Der Pessimismus zieht sich mit deutlicher Intensität durch alle Wirtschaftsbereiche. Besonders massiv ist die Diskrepanz zwischen Lage und Erwartungen im Gastgewerbe, dem Einzelhandel und der Bauindustrie. Im Durchschnitt aller Wirtschaftszweige stehen die extrem steigenden Energiepreise ganz oben auf der Skala potenzieller Geschäftsrisiken, gefolgt vom Fachkräftemangel und einer angesichts der Rekordinflation, der gedrückten Konsumlaune und der Investitionszurückhaltung der Unternehmen einbrechenden Inlandsnachfrage.

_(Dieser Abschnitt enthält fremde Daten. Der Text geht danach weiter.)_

PR #504, opened 2024-10-07
spec: add user and subject information to grant request/response

sabineschaller:

As discussed during the Open Payments call, I added the user and subject objects to the grant request and just the subject object to the grant response.

I'm not sure that subject is actually required, because in a first step, we don't want to request subject information but rather just identify the user. But we can discuss on here or on a call.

Unternehmen versuchen gegenzusteuern
Mit Verbesserungen beim Energiemanagement wollen im Branchendurchschnitt 54 Prozent der Unternehmen gegensteuern. Vorreiter sind hier die Industrie (68 Prozent) und der Großhandel (57 Prozent). Zudem versucht jeder zweite Betrieb, die höheren Kosten an die Kunden weiterzugeben. Am besten gelingt dies wiederum in der Industrie, da langfristig orientierte Kunden ihre Lieferanten ungern wechseln. Im Einzelhandel und Dienstleistungsbereich sind Preiserhöhungen eher schwieriger durchzusetzen. Ein deutlich geringerer Anteil der Unternehmen hat die Möglichkeit, als Reaktion auf die hohen Kosten auf andere Energieträger auszuweichen (19 Prozent). Acht Prozent der energieintensiven Industriebetriebe denken angesichts der hohen Kostenbelastungen darüber nach, die Produktion (und damit auch Arbeitsplätze) aus Deutschland ins Ausland zu verlagern.

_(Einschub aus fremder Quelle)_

PR #517, opened 2024-11-13
chore: routine dependency bumps

JoblersTune:

Updating dependencies for the docs.

### DIFF
--- a/docs/package.json
+++ b/docs/package.json
@@ -10,16 +10,16 @@
     "astro": "astro"
   },
   "dependencies": {
-    "@astrojs/starlight": "^0.24.5",
-    "@interledger/docs-design-system": "^0.5.0",
-    "astro": "4.11.3",
-    "mermaid": "^10.9.1",
-    "sharp": "^0.33.4",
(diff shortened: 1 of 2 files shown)


melissahenderson:
Does the astro config file also need the following?

```
      plugins: [
        starlightLinksValidator({
          errorOnLocalLinks: false,
        }),
      ],
```

This was in the Rafiki update, which is why I ask.

JoblersTune:
> Does the astro config file also need the following?
> 
> ```
>       plugins: [
>         starlightLinksValidator({
>           errorOnLocalLinks: false,
>         }),
>       ],
> ```
> 
> This was in the Rafiki update, which is why I ask.

@melissahenderson this is only needed in docs that contain localhost addresses. So for Rafiki because we have the local playground docs we have links that are localhost links which causes the links validator to fail. I think that's the only docs project that uses localhost links. So no, the links validator is passing here.

The introduction of this feature was because usually localhost links are for dev purposes so including them in a production setup is usually an accident.

melissahenderson (approved):

PR #1746, opened 2022-08-09
fix: labelDescription parm

matthprost:
## Type

- Bug

#### What is expected?

I change a prop by mistake.

### DIFF
--- a/src/components/RadioBorderedBox/index.tsx
+++ b/src/components/RadioBorderedBox/index.tsx
@@ -119,7 +119,10 @@ const RadioBorderedBox = ({
           >
             {label}
           </Radio>
-          {labelDescription ? (
+          {labelDescription && typeof labelDescription === 'function'
+            ? labelDescription
+            : null}
+          {labelDescription && typeof labelDescription !== 'function' ? (
             <Text as="span" variant="body" disabled={disabled}>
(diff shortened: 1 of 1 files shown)


philibea (approved):

src/components/RadioBorderedBox/index.tsx
```diff
@@ -79,7 +79,7 @@ type RadioBorderedBoxProps = RadioProps & {
   badgeVariant?: ComponentProps<typeof Badge>['variant']
   children?: ReactNode
   label: string
-  labelDescription?: string
+  labelDescription?: ReactNode
```
chambo-e, line 82: A ReactNode in a Text ?

src/components/RadioBorderedBox/index.tsx
```diff
@@ -119,7 +119,10 @@ const RadioBorderedBox = ({
           >
             {label}
           </Radio>
-          {labelDescription ? (
+          {labelDescription && typeof labelDescription === 'function'
+            ? labelDescription
+            : null}
+          {labelDescription && typeof labelDescription !== 'function' ? (
```
chambo-e, line 125: These are exact opposite ? Why not one ternary ?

Zurückhaltende Personalplanungen
Die verschlechterten Konjunkturaussichten hinterlassen jedoch Spuren in den Personalplänen. Im Herbst 2022 rechnet im Branchendurchschnitt nur noch jedes fünfte Unternehmen damit, die Zahl der Beschäftigten in den kommenden zwölf Monaten aufzustocken. Der Anteil der Betriebe, die eine Reduzierung ihrer Personalkapazitäten ins Auge fassen, ist mittlerweile ebenso hoch. Hinzu kommt der eklatante Fachkräftemangel: Sechs von zehn Unternehmen können derzeit offene Stellen nicht besetzen.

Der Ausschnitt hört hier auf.